Below is the CPU usage diagram for the 16-node aws.arm64.c7g.64 run. The previous blog post discusses the CPU usage patterns of portfolio_bigtest in detail. It is worth noting that during this run, Cassandra writes peaked at around 2.3 million writes per second.

Run times

After creating a pivot table from the raw timing series, we get this summary. "Theoretical" measurements are the values that we would expect for an perfectly scalable (up and out) setup, using the "4 nodes" x "8 cores" 1408 seconds measurement as a starting point.

Cassandra nodes	Cores per Cassandra node
	8 (actual)	8 (theoretical)	16 (actual)	16 (theoretical)	32 (actual)	32 (theoretical)	64 (actual)	64 (theoretical)
4	1408	1408	634	704	336	352	236	176
8	776	704	344	352	231	176	147	88
16	469	352	263	176	179	88	115	44
32	301	176	214	88

Cost of run

The pivot table for the cost of each run:

Cassandra nodes	Cores per Cassandra node
	8 (actual)	8 (theoretical)	16 (actual)	16 (theoretical)	32 (actual)	32 (theoretical)	64 (actual)	64 (theoretical)
4	$0.72	$0.72	$0.63	$0.70	$0.66	$0.69	$0.92	$0.69
8	$0.77	$0.70	$0.68	$0.69	$0.90	$0.69	$1.14	$0.68
16	$0.92	$0.69	$1.03	$0.69	$1.39	$0.68	$1.78	$0.68
32	$1.17	$0.69	$1.66	$0.68

Findings

Scale-up attempts yield decent results for the 4-node setup (surprisingly good for the 8->16->32 core upgrade, but not as good for 64 cores) and for the 8-node setup (surprisingly good for the 8->16 core upgrade, but not as good for 32 and 64 cores). Starting from 8-node setups, using more powerful 32 and 64-core boxes becomes an expensive venture.

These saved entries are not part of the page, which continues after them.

PR #266, opened 2022-11-16
Add cptx + srl services coverage to presubmit

alexmasi:


alexmasi:
Need to update dep to latest ondatra commit once multicreds are supported in knebind

PR #267, opened 2022-11-17
Add 150 node topo

alexmasi:


examples/arista/ceos-150/arista.cfg
```diff
@@ -0,0 +1,67 @@
...
+no aaa root
+!
+username admin privilege 15 role network-admin secret sha512 $6$YDkKMqrZIRO65B7i$NfH7OT8ujV12S.5q2sH7c7l1AEqhYULt9OSf9/EKaC4S8cNLppS.otHhr0QlC9Kud9Xbt4OdxVOkZiwV/yBV/1
+!
+interface Ethernet1
+   no switchport
+!
+interface Ethernet1.100
+   encapsulation dot1q vlan 100
+   ip address 1.1.1.1/30
```
guoshiuan, line 31: Since we hardcode the IP address in the config, and all 150 routers use the same config, we don't expect the routers to work and this topology is only used to bring up them, correct?

alexmasi: Thats a good point. I wanted to create a very large topo for demo purposes (with many nodes and links). What I came up with is a link from node 1 -> 2, 2-> 3, ... , 149 -> 150, 150 -> 1

I would prefer not having to check in 150 router configs. I figured it would be okay to leave the hostname the same and enumerate the needed 2 interfaces. Traffic does not need to run in this setup. What should my config look like if this is my intended behavior? Currently I just copied the default arista one

guoshiuan (approved):

PR #274, opened 2022-12-05
Allow for '+' extensions to patch revision

Cerebus:
Should be pretty harmless, but lets me use vendored k8s releases on external clusters.


Cerebus:
I did the CLA dance, so damnfino why the rescan doesn't work.

alexmasi (commented):
can you add a unit test for the `getVersion` func?

Cerebus:
It would probably be better to replace the whole with https://pkg.go.dev/github.com/Masterminds/semver/v3 or another package like it.

PR #275, opened 2022-12-08
Lemming node impl uses operator

DanG100:
Note: not checking in a manifest because the images aren't released yet. No one is using lemming yet, so this shouldn't break anyone


alexmasi (commented):
looks good

can you update the `proto/controller.proto` and `controller/server/main.go` as well

DanG100:
done

alexmasi (approved):

PR #277, opened 2022-12-13
cptx: retry cert config when pki cert infra is not up

nitinsoniism:
At times even though the CLI is reachable doesn't mean the pki infra is up. If command handler or pki infra is not yet responding, retry a few times and bail out after a predefined delay.

### DIFF
--- a/topo/node/cptx/cptx.go
+++ b/topo/node/cptx/cptx.go
@@ -173,8 +173,7 @@ func (n *Node) GenerateSelfSigned(ctx context.Context) error {
 	}
 
 	// wait for cert infra to be ready and push certs
-	err = n.waitCertInfraReadyAndPushCert()
-	if err != nil {
+	if err := n.waitCertInfraReadyAndPushCert(); err != nil {
 		return err
 	}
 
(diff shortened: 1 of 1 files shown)


topo/node/cptx/cptx.go
```diff
@@ -135,24 +172,10 @@ func (n *Node) GenerateSelfSigned(ctx context.Context) error {
...
-	commands := []string{
-		fmt.Sprintf("request security pki generate-key-pair certificate-id %s", selfSigned.GetCertName()),
-		fmt.Sprintf("request security pki local-certificate generate-self-signed certificate-id %s "+
-			"subject CN=abc domain-name google.com ip-address 1.2.3.4 email example@google.com",
-			selfSigned.GetCertName()),
-	}
-
-	multiresp, err := n.cliConn.SendCommands(commands)
+	// wait for cert infra to be ready and push certs
+	err = n.waitCertInfraReadyAndPushCert()
```
alexmasi, line 176: combine on to one line

alexmasi (dismissed):

topo/node/cptx/cptx.go
nitinsoniism: Done

alexmasi (approved):

PR #550, opened 2024-07-18
Set a maximum amount of time to wait for an image to be pulled

bormanp:
after seeing ErrImagePull.

### DIFF
--- a/pods/status.go
+++ b/pods/status.go
@@ -14,6 +14,10 @@ import (
 	log "k8s.io/klog/v2"
 )
 
+// MaxPullTime is how long we will give a pod to start after seeing
+// ErrImagePull.
+var MaxPullTime = time.Minute * 15
+
 // A Watcher watches pod and container updates.
 type Watcher struct {
 	ctx       context.Context
@@ -21,6 +25,7 @@ type Watcher struct {
 	wstop     func()
 	cancel    func()
 	podStates map[types.UID]string
+	podStart  map[types.UID]time.Time
 	cStates   map[string]string
 	ch        chan *PodStatus
 	stdout    io.Writer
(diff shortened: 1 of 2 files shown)


pods/status.go
```diff
@@ -14,13 +14,18 @@ import (
 	log "k8s.io/klog/v2"
 )
 
+// MaxPullTime is how long we will give a pod to start after seeing
+// ErrImagePull.
+var MaxPullTime = time.Minute * 15
```
chrisy, line 19: 15 minutes seems generous, but I suppose it's better than the current situation where it waits indefinitely!

bormanp: I made it public so it can be turned into a flag :-)

We have tests that fail if they take more than an hour.  I decide 15 minutes was sufficient to a) it really probably will never succeed and b) short enough that it won't accidentally timeout a test.

bormanp:
I am not sure why lint is complaining about an empty line.  The only files whose last line is empty or consists solely of whitespace are:

```
./topo/node/cisco/testdata/push_config_success
./cloudbuild/vendors/topology.textproto
./cloudbuild/vendors/testbed.textproto
./cloudbuild/vendors/juniper.cfg
./examples/arista/ceos-150/arista.cfg
./examples/cisco/xrd/r2.config
./examples/cisco/xrd/r1.config
./examples/cisco/8000e/8000e.pb.txt
./examples/cisco/xrd-traffic/r2.config
./examples/cisco/xrd-traffic/r1.config
./examples/nokia/srlinux-services/2node-srl-ixr6-with-oc-services.pbtxt
./examples/nokia/srlinux-cert/2node-srl-with-cert.pbtxt
./examples/juniper/cptx-ixia/cptx-ixia.pb.txt
./manifests/base/kustomization.yaml
./.mk/kind.mk
```

None of those are Go files.

bormanp:
The presubmit seems to be failing in `TestMetalLBSpec` which is unrelated to this change.

alexmasi (approved):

Scaling out works reasonably well for 8-core setups: see the green curve. For 16, 32, and 64-core setups, adding more Cassandra nodes makes runs visibly more expensive.

In both cases, the customer has to pay extra for shorter SLA time limits - the red/black cost curves are higher than the "basic" green one, and all curves tend to go up on the right end.